A chill runs down my spine, as his words slowly settle into the deeper parts of my brain. I always sensed something was wrong with his head. But I never thought it would be this terrible.
“Dakota..” I hold on to my breath as I whisper my worst fear. “Do you-you have Schizophrenia?”
My heart is beating fast, lashing in and out as I wait for him to deny me. Please tell me I am wrong! Tell me I am delulu!
“Not really, just borderline.” His words contradict himself, confusing me more.
“In medical terms, it is called Schizoaffective Auditory Hallucination.”
Spider crawls down my neck in absolute fright at his confession. I am so darn afraid to even ask what is it!
“I hear growls, sometimes strange animal noises and then whispers, which at times turn into roars. Fuck! It’s so scary to be able to hear these things in my head, when no one else can hear it. It still frightens me.”
Oh. My. God! My eyes, mouth, ears, all wide in a spine-chilling shock.
“Do you hear them all the time?” I remain calm, and ask him even calmly, though my insides are thrashing panickingly.

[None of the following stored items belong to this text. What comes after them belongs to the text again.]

PR #238, opened 2021-06-16
Fix #233 (Remove hardcoded "I" * int)

### LINKED ISSUE #233: `FermionicOp.set_label_display_mode` affects construction of operator
IIUC,  `FermionicOp.set_label_display_mode` should only affect printing. But, in fact it seems to affect interpreting labels in some way.

This works fine:
```python
from qiskit_nature.drivers import PySCFDriver, UnitsType
from qiskit_nature.problems.second_quantization.electronic.builders.fermionic_op_builder import build_ferm_op_from_ints

def get_molecule():
    h2 = 'H .0 .0 0.7414; H .0 .0 .0'
    basis0 = "sto3g"

    driver = PySCFDriver(atom=h2,
                         unit=UnitsType.ANGSTROM,
                         charge=0,
                         spin=0,
                         basis=basis0)
    molecule = driver.run()
    return molecule

def get_qkn_op(molecule):
    one_body = molecule.one_body_integrals
    two_body = molecule.two_body_integrals
    fop_qkn = build_ferm_op_from_ints(one_body, two_body)
    return fop_qkn

FermionicOp.set_label_display_mode('dense')

molecule = get_molecule()
fop = get_qkn_op(molecule)
```

However, if I change the string `'dense'` to `'sparse'`, then the script raises an error like this:
```python
~/code/github/Qiskit/oneenv/qiskit-nature/qiskit_nature/problems/second_quantization/electronic/builders/fermionic_op_builder.py in _build_ferm_op_helper(one_body_integrals, two_body_integrals)
     85     #  initial labels prevents from an empty labels list when building a FermionicOp)
     86     base_ops_labels.append(initial_label_with_ceoff)
---> 87     fermionic_op = FermionicOp(base_ops_labels)
     88 
     89     return fermionic_op

~/code/github/Qiskit/oneenv/qiskit-nature/qiskit_nature/operators/second_quantization/fermionic_op.py in __init__(self, data, register_length)
    188         ]
    189         if invalid_labels:
--> 190             raise ValueError(f"Invalid labels for sparse labels are given: {invalid_labels}")
    191 
    192         self._register_length = (

ValueError: Invalid labels for sparse labels are given: ['IIII']
```

#### Versions

qiskit_nature: a0f4c7bb3
qiskit-terra: 0df56b345b

ikkoham:
### Summary

Fix #233

### Details and comments

I am not sure the TODO comment. Is my fix correct?


mrossinek (commented):
Ah I see where this issue comes from now.. @jlapeyre could you check whether this works?
FWIW this is exactly the reason why I introduced `FermionicOp.one` and `FermionicOp.zero` in #220

They will ensure there is exactly one documented way how to construct these operators. In your comment (https://github.com/Qiskit/qiskit-nature/pull/220#discussion_r650685107) you said you don't like multiple ways to achieve the same goal but immediately after provide multiple supported methods. This kind of contradicts itself. Thus, having one method exposed as a classmethod (a class-level utility constructor) users see and know to use that way (and ideally only that way).

All that said, if @jlapeyre could verify this fix we can merge this as is *or* we can discuss whether to add these classmethods already via this PR.

jlapeyre:
> FWIW this is exactly the reason why I introduced FermionicOp.one and FermionicOp.zero

Agree. There are many reasons to do this.

ikkoham:
In many cases, Zero operator should not be created. `int` and `float` zeros will do like:
```python
fer = 0
for _ in some:
    fer += FermionicOp("some")
```
So in many cases, 0 is enough. I am concerned that if it is easy to create zero operators, users will create useless zero operators.

jlapeyre:
I verify that this branch fixes the problem in #233

jlapeyre:
> All that said, if @jlapeyre could verify this fix we can merge this as is or we can discuss whether to add these classmethods already via this PR.

This bug doesn't seem to be causing much trouble at the moment. On the other hand, this fix is very simple. I'm ok with committing this as is, and then discussing the zero and/or one methods further. It's something that I thought was missing when I first saw qiskit. But, perhaps the pros and cons could be articulated in a more organized way.

mrossinek (approved):

pbark (approved):

mrossinek:
What is the current status of this? The conflict with `main` arose from the erroneous deletion of the `fermionic_op_builder`. It will be re-added by #263 but I am still not sure whether this fix is still needed. @ikkoham @jlapeyre any thoughts?

ikkoham:
This should be added after `fermionic_op_builder` is re-added asap (or You can add it in your PR #263).

ikkoham:
Close because this is fixed by #263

“No! I wasn’t always like this. I.. Fuck Emara!” Dakota growls frustratingly, sounding like he is on the verge of exploding into a million tiny fragments of wrath. But then I hear him take a deep, unsteady breath of calmness, before he reveals..
“I don’t remember having sex with you, nor hiding your clothes, or any of the nights with you.” His heart pounding fiercely against my back.
“It was.. not me.” He whispers, almost defeatedly.